We'll see how it goes. Next up, the DCFS home visit to get us approved for hosting a child overnight. Before the social worker shows up, we have to clean, get any household chemicals stored out of reach (even though these are older kids we have to comply with DCFS guidelines about child-proofing), and make an evacuation plan in case of fire in our home. Then we get to the fun part - getting to know the kids.

Thursday, May 7, 2009

What Else?

We gave a lot of wrong answers in foster-parent class this week. We didn’t mean to do it, but once we got started we were like a train heading downhill and helpless to stop ourselves.

The teacher was belaboring a point about how every loss is accompanied by a gain. I suppose the larger point had something to do with how these kids experience profound loss early in life, and our job is help them identify the opportunities that are unfolding for them. But we don’t spend a lot of time connecting the dots.

He had a simple chart going on the wall. “What do you lose when you learn to walk?” he asked. “Being held,” someone said. “What do you gain?” he went on, drawing it out the way you do for a kindergarten class. “Muscles,” I muttered. “Freedom,” a marketing consultant in his mid-fifties offered. Freedom made it up on the wall.

“Okay, what about when you reach puberty?” the social worker asked. “What do you lose?” Childhood and innocence went up on the board. We moved on to the next column. “What do you gain?”  We were starting to get the hang of it.

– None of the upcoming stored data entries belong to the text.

PR #122, opened 2024-02-19
Implementation of insertMany in JS

pikatchu:
It's the same as insert, but for more than one value. So we had:

skdb.insert([1, 2, 3]);

Now we can also write:

skdb.insertMany([[1, 2, 3], [4, 5, 6]]);

### DIFF
--- a/sql/ts/src/skdb_database.ts
+++ b/sql/ts/src/skdb_database.ts
@@ -280,6 +280,33 @@ export class SKDBSyncImpl implements SKDBSync {
     return this.runLocal(args1, stdin1) == "";
   };
 
+  insertMany = (tableName: string, valuesArray: Array<Array<any>>) => {
+    let params = new Map();
+    let valueIndex = 0;
+    while(valueIndex < valuesArray.length) {
+      let buffer = new Array();
+      buffer.push("insert into " + tableName + " values ");
+      for(let roundIdx = 0; roundIdx < 1000; roundIdx++) {
+        if(valueIndex >= valuesArray.length) break;
+        let values = valuesArray[valueIndex];
+        let keys = values.map((val, i) => {
+          let key = "@key" + i;
+          params.set(key, val);
+          return key;
+        });
+        if(roundIdx != 0) buffer.push(",");
+        buffer.push("(" + keys.join(", ") + ")");
+        valueIndex++;
+      }
+      buffer.push(";");
+      let [args1, stdin1] = this.addParams([], params, buffer.join(''));
+      if(this.runLocal(args1, stdin1) != "") {
+        return false;
+      }
+    };
+    return true;
+  }
+
   assertCanBeMirrored(tableName: string, schema: string): void {
     const error = this.runLocal(["can-mirror", tableName, schema], "");
     if (error === "") {
@@ -400,6 +427,10 @@ export class SKDBImpl implements SKDB {
 
   async insert(tableName: string, values: Array<any>) {
     return this.skdbSync.insert(tableName, values);
+  }
+
+  async insertMany(tableName: string, valuesArray: Array<Array<any>>) {
+    return this.skdbSync.insertMany(tableName, valuesArray);
   }
 
   async mirror(...tables: MirrorDefn[]) {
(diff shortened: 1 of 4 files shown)


sql/ts/src/skdb_types.ts
```diff
@@ -39,6 +39,7 @@ export interface SKDBSync {
     update: (added: SKDBTable, removed: SKDBTable) => void,
   ) => { close: () => void };
   insert: (tableName: string, values: Array<any>) => boolean;
+  insertMany: (tableName: string, valuesArray: Array<Array<any>>) => boolean;
```
gregsexton: You need to expose this in the SKDB type if you want it in the public interface. 

Insert was removed from the public facing interface because it wasn't really paying for itself now that we have params. So you might want to rename this 'insert' and kill the old one?

gregsexton (commented):
Could we change this to take an array of objects? Or maybe even an SKDBTable object (which is an array of objects)?

This would make what you get from us and what you give to us symmetric. But mostly it will be much easier to work with in JS. You almost never work with an array of arrays like this, it's not idiomatic in js libraries, but an array of objects is super common. So I expect in most situations users will have to write conversion logic before being able to use this.

Taking an array of objects should allow you to specify the col list too in the insert statement by looking at the keys.

sql/ts/src/skdb_database.ts
```diff
@@ -280,6 +280,33 @@ export class SKDBSyncImpl implements SKDBSync {
...
+    let valueIndex = 0;
+    while(valueIndex < valuesArray.length) {
+      let buffer = new Array();
+      buffer.push("insert into " + tableName + " values ");
+      for(let roundIdx = 0; roundIdx < 1000; roundIdx++) {
+        if(valueIndex >= valuesArray.length) break;
+        let values = valuesArray[valueIndex];
+        let keys = values.map((val, i) => {
+          let key = "@key" + i;
+          params.set(key, val);
```
bennostein, line 330: Why indirect through a query parameter here instead of interpolating the value directly into the query string?

I'm also not sure how/whether this works -- won't each `params.set` call overwrite the previous row's in the `params` map, such that an insertMany of n different rows instead inserts n copies of the last row?

gregsexton: > Why indirect through a query parameter here instead of interpolating the value directly into the query string?

You would need to carefully escape the values - very dangerous. Much better this way so the parser/compiler never interprets these as part of the query.

bennostein: Fair, better to have that all the escaping logic in one place.  I haven't tested performance with big query parameter objects, though -- are we confident that everything will be happy with a query with ~5-10k params? (this will generate params objects of size up to 1000 * number-of-columns)

bennostein: Once the issue in my initial comment is fixed, that is.  As is, the param object is just the last row.

gregsexton: Agree with Benno. Logic looks broken. The test is only checking the count rather than what is written.

pikatchu: Yes you are right. My bad. I should have tested this more carefully.

Thanks for the thorough review!

pikatchu:
So I took into account your remarks bar one. I don't think calling "insertMany" "insert" is a good idea. I think it's confusing. Happy to further discuss if you feel strongly about it @gregsexton.

Thanks for taking the time to have a look at this! @bennostein @gregsexton

sql/ts/src/skdb_types.ts
```diff
@@ -80,6 +80,11 @@ export interface SKDB {
     update: (added: SKDBTable, removed: SKDBTable) => void,
   ) => Promise<{ close: () => Promise<void> }>;
 
+  insertMany: (
+    tableName: string,
+    valuesArray: Array<Array<any>>
```
gregsexton, line 85: Array<Record<string, any>>?

gregsexton:
> if you feel strongly about it

Nah, I don't. I felt more strongly about taking in a sequence of objects. Thanks for doing that. :)

sql/ts/src/skdb_types.ts
pikatchu: Yes good call thanks.

PR #123, opened 2024-02-19
Change CSV string en/decoding

gregsexton:
If we insert a string with a newline replication becomes permanently
broken for the client. This is because there is a single w-csv process
per client and the parsing state machine becomes broken. We're looking
for tokens that won't arrive instead of seeing the checkpoint that
indicates end of txn.

The chosen solution is to properly escape and encode strings.

## The encoding itself

The encoding deviates from 'standard' csv -- if there is such a thing.
Instead we use the json escaping algorithm. This is mostly for 2
reasons:

1. this approach is very well battle tested and accounts for more
things than csv usually considers.

2. we have logic that assumes that a row is represented on a single
line (e.g. looking for checkpoint markers, the csv parser itself!).
Standard CSV allows for line breaks in strings and this wreaks havoc.
It'll also hurt line-based buffering. This is all ok as the csv we
produce is not meant to be public facing. And ultimately we plan to
replace this with a binary format.

And it helped that we already have the json en/decoding code written
and tested. I just adapted it a little for the expected interface.

### DIFF
--- a/sql/src/SqlCAst.sk
+++ b/sql/src/SqlCAst.sk
@@ -221,6 +221,7 @@ base class CValue uses Orderable, Show {
     this match {
     | CInt(n) -> n.toString()
     | CFloat(f) -> floatToString(f)
+    | CString(str) if (format is SKStore.OCSV _) -> SKCSV.escapeString(str)
     | CString(str) if (format.usesDoubleQuotes()) ->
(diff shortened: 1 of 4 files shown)


gregsexton:
This fixes critical bugs. Merging.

“Sexuality,” my partner piped up with great confidence. The social worker looked at him as if he had started to unzip his fly. He quickly looked away. “What else?” he asked the room, his voice going up at the end of the sentence in semi-desperation. Autonomy ended up on the board. I remembered ruining two of my parents’ cars before I turned 17 and wondered about that.

For some unfathomable reason, we followed this line of questioning right through to the bitter end. “Old age?” he asked. “What do you lose?” I tried again: “You lose your future?” I thought about my grandmother telling me at 93 that she knew what was coming for her. The teacher put one hand on his hip, cocked his head to one side. "O-kaaay?” he said, rhetoricaly.  I knew what was coming next. “What else?” he asked in a perky voice as he spun round to the other side of the room, the side where the good people hopefully sat. “You lose your vitality and your ability to recover quickly from injury and your strength!” said a lawyer in his early 60s who had just been divorced and had mostly been silent up to this point in the class. “Good! Strength!” said the teacher.

There are a lot of wrong answers in foster parent class. You don’t get any points for originality. It’s a lot about compliance with requirements. I appreciate that. There’s a lot of paperwork involved in shepherding a kid through the system and most of it is designed to protect the kid, or at least to document whose fault it is when the system fails to protect them. After class, the would-be foster parents gathered furtively in the parking lot. “Let’s each get kids, then all get together for foster family poker!” one suggested. “We have a swimming pool – I think a kid would like that?” another mused. There was hope and anxiety and an edge of hysteria in our voices that probably had to do with having been sprung from six hours of tedium on a sunny spring day.

I hope we do it. I hope we watch our post-institutional kids swim in that pool in Santa Monica, or keep them up past their documented bedtime playing foster family poker. I hope that despite the nagging feeling that nothing we do is enough to make up for the past for these kids, we remember that something is mostly better than nothing. And I hope I never ask a kid a question and when they offer up an answer, pause and say “What else?”